A roguelite that strips the genre down to pure dopamine and wraps it in Fire Emblem-style tactical combat sounds absurd on paper. Astral Throne II: Age of the Phoenix is that game, and it just locked in a July 13, 2026 release window.
The developer describes the core loop as catching enemies on a grid, surviving a timer, picking a buff, and repeating until inevitable death. It’s wrapped in a continent-spanning revenge narrative written by award-winning fantasy novelist Shami Stovall, creator of the Firth Chronicles and Chronos Chronicles.
You build a team of memorable characters, deepen relationships between runs through a romance-capable bond system, and fight tightly designed turn-based tactical battles that incorporate weapon and magic triangles, permadeath, and synergistic skill combinations across hundreds of items and abilities.

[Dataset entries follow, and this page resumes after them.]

PR #569, opened 2026-06-23
Refactor interfaces to types for improved consistency across the code base

### LINKED ISSUE #370: Prefer types over interfaces in TS files
Add eslint rule `'@typescript-eslint/consistent-type-definitions': ['error', 'type']` and replace `interface` with `type` equivalents.

The reason for this is that types cant override each other while interfaces will without error.
If 2 interfaces exist with the same name, doesn't matter if they are in different modules, one will override the other.
Types don't do this, types handled per module and can't have duplicates

stijnpotters1:


src/main/frontend/app/types/global.d.ts
```diff
@@ -1,3 +1,5 @@
-﻿interface Window {
+﻿// Must stay an `interface` to augment the global `Window` (declaration merging).
+// eslint-disable-next-line @typescript-eslint/consistent-type-definitions
+interface Window {
   showDirectoryPicker(): Promise<FileSystemDirectoryHandle>
```
Matthbo: Im a little curious, did this have to live on the window or may there be another way to do this, like through a service or something
That would have my preference

stijnpotters1: I just found out this is a dead piece of code. So i can just delete it

Matthbo (approved):

PR #574, opened 2026-06-24
Add non-canvas element management with controller and service integration

### LINKED ISSUE #397: Implement a configure non-canvas elements screen

### LINKED ISSUE #600: Resize border is blue instead of FF yellow
Image

stijnpotters1:
image
image
image
image
image


philipsens:
Looks good! 

There is a difference between the pen-pot tho. In the design, there can be two rows in each component. A type and a name (or ref in the case of an include). The type should be small and bold while the name would be larger. Is there is no name, the type should be the same styling as the name would've been.

Also, I think elements should just be called components.

image

Also, I think each component should be clickable to configure it, even if it has a button to go to the studio. That makes it easy to rename an adapter for example or to delete it.

stijnpotters1:
image

Improved!

src/main/frontend/app/routes/configurations/configuration-file-tile.tsx
```diff
@@ -1,29 +1,111 @@
...
+  const handleDragEnter = (event: DragEvent<HTMLDivElement>) => {
+    if (!isComponentDrag) return
+    event.preventDefault()
+    dragDepth.current += 1
+    setIsDropTarget(true)
+  }
+
+  const handleDragLeave = () => {
+    if (!isComponentDrag) return
+    dragDepth.current -= 1
```
Matthbo, line 70: No preventDefault() needed here?

src/main/frontend/app/routes/configurations/configuration-file-tile.tsx
Matthbo, line 1: Maybe sub components defined here should be in their own files

src/main/frontend/app/routes/configurations/configuration-overview.tsx
```diff
@@ -134,27 +219,51 @@ export default function ConfigurationOverview() {
...
+  const allConfigFiles = useMemo((): ConfigurationFile[] => {
+    const files = configFiles.map((file) => ({
+      path: file.path,
+      relativePath: file.relativePath,
+      adapterNames: file.adapterNames ?? [],
+    }))
+
+    return files.toSorted((a, b) => {
+      const aIsRoot = a.relativePath.split(/[/\\]/).pop()?.toLowerCase() === 'configuration.xml'
+      const bIsRoot = b.relativePath.split(/[/\\]/).pop()?.toLowerCase() === 'configuration.xml'
```
Matthbo: Are these paths not normalised at this point?
If so then you wont have to check for both `/` and `\` all the time

src/main/java/org/frankframework/flow/noncanvascomponent/NonCanvasComponentService.java
```diff
@@ -0,0 +1,135 @@
...
+	}
+
+	private void writeConfigurationDocument(String configurationPath, Document configurationDocument) {
+		Path absolutePath = resolveExistingConfiguration(configurationPath);
+
+		try {
+			String updatedContent = XmlConfigurationUtils.convertNodeToString(configurationDocument);
+			fileSystemStorage.writeFile(absolutePath.toString(), updatedContent);
+		} catch (TransformerException | IOException exception) {
+			throw new ApiException("Failed to write configuration: " + exception.getMessage(), HttpStatus.BAD_REQUEST);
```
Matthbo: How is this a bed request? Something went wrong on the server, not because of the client

src/main/java/org/frankframework/flow/noncanvascomponent/NonCanvasComponentService.java
```diff
@@ -0,0 +1,135 @@
...
+
+	private Document readConfigurationDocument(String configurationPath) {
+		Path absolutePath = resolveExistingConfiguration(configurationPath);
+
+		try {
+			String content = fileSystemStorage.readFile(absolutePath.toString());
+			String repairedContent = XmlConfigurationUtils.repairFlowNamespace(content);
+			return XmlSecurityUtils.createSecureDocumentBuilder().parse(new InputSource(new StringReader(repairedContent)));
+		} catch (IOException | ParserConfigurationException | SAXException exception) {
+			throw new ApiException("Failed to read configuration: " + exception.getMessage(), HttpStatus.BAD_REQUEST);
```
Matthbo: Same here, if the file is not found then yes its on the client, but any other error is the fault on the server side

src/main/frontend/app/services/non-canvas-component-service.ts
```diff
@@ -0,0 +1,106 @@
...
+    }
+
+    for (const childName of childNames) collect(childName)
+  }
+
+  for (const rootType of ROOT_TYPE_CANDIDATES) {
+    for (const name of getFirstLevelElementsForType(xsdDocument, rootType)) collect(name)
+  }
+
+  return [...addableNames].toSorted((first, second) => first.localeCompare(second))
```
Matthbo: toSorted already makes a new array copy, no need to spread onto a new array first

src/main/frontend/app/routes/configurations/non-canvas-component-context.tsx
```diff
@@ -0,0 +1,245 @@
...
+          >
+            {isSaving ? 'Saving...' : 'Save & Close'}
+          </Button>
+
+          <Button className="w-auto" onClick={mode === 'edit' ? handleDelete : onClose} disabled={isSaving}>
+            Delete
+          </Button>
+        </div>
+
+        {errorMessage && <p className="text-error mt-2 text-sm">{errorMessage}</p>}
```
Matthbo: This is similar to how its done in the studio right?
Cant parts of that logic be its own component and reused here?

Matthbo (changes requested):

src/main/frontend/app/routes/configurations/configuration-file-tile.tsx
stijnpotters1: No dragleave has no default action to cancel. It's just a notification that the cursor left the element. Our handleDragLeave only does bookkeeping, it decrements the depth counter and clears the highlight:

philipsens:
It might be interesting to explore the possibility to give this a more flat and calm design.

philipsens:
I changed it to a flat, calmer design:

image

PS: I also fixed the hidden sidebar that could still be opened. And the color of the sidebar. Check commits for more info.

philipsens (changes requested):
The border doesn't change back after dropping an element.

Also the add component modal looks very different from the one in the Studio.

stijnpotters1:
> The border doesn't change back after dropping an element.
> 
> Also the add component modal looks very different from the one in the Studio.

I have implemented these last tasks in the pr!

philipsens:
I think it is good. Do you think it would be hard to only show the forward of the hovered pipe to an exit and all when hovering over the exit?

stijnpotters1:
> I think it is good. Do you think it would be hard to only show the forward of the hovered pipe to an exit and all when hovering over the exit?

I will look into it! isn't this feature relevant for the element hiding pr?

philipsens:
> > I think it is good. Do you think it would be hard to only show the forward of the hovered pipe to an exit and all when hovering over the exit?
> 
> I will look into it! isn't this feature relevant for the element hiding pr?

Yeah wrong PR, had to much tabs open :)

But on second thought it was not needed. Maybe more of a configurable thing in the future or something.

philipsens (approved):

src/main/frontend/app/components/dialog.tsx
```diff
@@ -0,0 +1,31 @@
...
+type DialogProperties = {
+  isOpen: boolean
+  onClose: () => void
+  title: string
+  children: ReactNode
+  className?: string
+  overlay?: ReactNode
+}
+export default function Dialog({ isOpen, onClose, title, children, className, overlay }: Readonly<DialogProperties>) {
+  if (!isOpen) return null
```
Matthbo: Instead of isOpen property I rather see this component wrapped in an if statement

src/main/frontend/app/routes/configurations/add-non-canvas-component-menu.tsx
```diff
@@ -0,0 +1,91 @@
...
+import { getAddableNonCanvasComponentNames } from '~/services/non-canvas-component-service'
+
+type AddNonCanvasComponentMenuProperties = {
+  isOpen: boolean
+  onClose: () => void
+  onSelect: (tagName: string) => void
+}
+
+export default function AddNonCanvasComponentMenu({
+  isOpen,
```
Matthbo: Also switch isOpen to if statement here

src/main/frontend/app/routes/configurations/non-canvas-component-context.tsx
```diff
@@ -0,0 +1,236 @@
...
+
+    const directAttributes = element.attributes ?? {}
+    if (!ffDoc) return directAttributes
+
+    const inherited = getInheritedProperties(element, ffDoc.elements, ffDoc.enums)
+    return {
+      ...flattenInheritedParentElementProperties(inherited.attributesOptional),
+      ...flattenInheritedParentElementProperties(inherited.attributesRequired),
+      ...directAttributes,
+    }
```
Matthbo, line 65: I feel like doc-library has a function for this, but since im not fully sure I can take a look at it at some later point

src/main/frontend/app/routes/configurations/use-non-canvas-components.ts
```diff
@@ -0,0 +1,48 @@
...
+  replaceComponents: (configurationPath: string, components: NonCanvasComponent[]) => void
+}
+
+export function useNonCanvasComponents(projectName: string, configurationPaths: string[]): NonCanvasComponentsState {
+  const [componentsByPath, setComponentsByPath] = useState<Record<string, NonCanvasComponent[]>>({})
+  const [loadingByPath, setLoadingByPath] = useState<Record<string, boolean>>({})
+  const pathsKey = JSON.stringify(configurationPaths)
+
+  useEffect(() => {
+    const paths: string[] = JSON.parse(pathsKey)
```
Matthbo: Isn't this a little strange?

Matthbo (changes requested):
Also take a look at the linting warnings

src/main/frontend/app/routes/configurations/non-canvas-component-context.tsx
philipsens: Well did ya?

Matthbo: The Reference has a similar but different setup for this, but I think its fine to leave here if this works

Matthbo (approved):

PR #575, opened 2026-06-24
Refactored to original monaco editor instead of the /react version

### LINKED ISSUE #573: Monaco editor infinite loading
https://www.jsdelivr.com/package/npm/@monaco-editor/react
is loaded through a cdn and is added with <script> to the project at runtime
Now its blocked because of the new csp filter

stijnpotters1:
Now the monaco editor is bundled instead of loading the monaco editor from a CDN


Matthbo:
There still seems to be something that adds a monaco loader script to the dom in order to load the monace editor, instead of using the bundled assests
image

~~If this is the monaco bundled loader doing that it would be a little disappointing, but in case it isn't could you look for the source of this and preferably bundle the loader instead of doing any cdn work?~~

Matthbo (approved):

What makes this different from standard roguelikes is the procedurally generated world map means no two runs look identical. Meta-progression also ties directly to narrative progression through an act-based structure rather than stat grinding. Character unlocks and relationship deepening happen at camp between runs, grounding the arcade chaos in RPG stakes.
A free beta is currently available on Steam, letting interested players test the blend before the full release. The developer has emphasized the game’s visual feedback and “psychedelic chaos” as intentional design pillars, not accidents.
The game exists at the intersection of roguelike accessibility and strategic depth. Whether that combination holds up depends entirely on execution.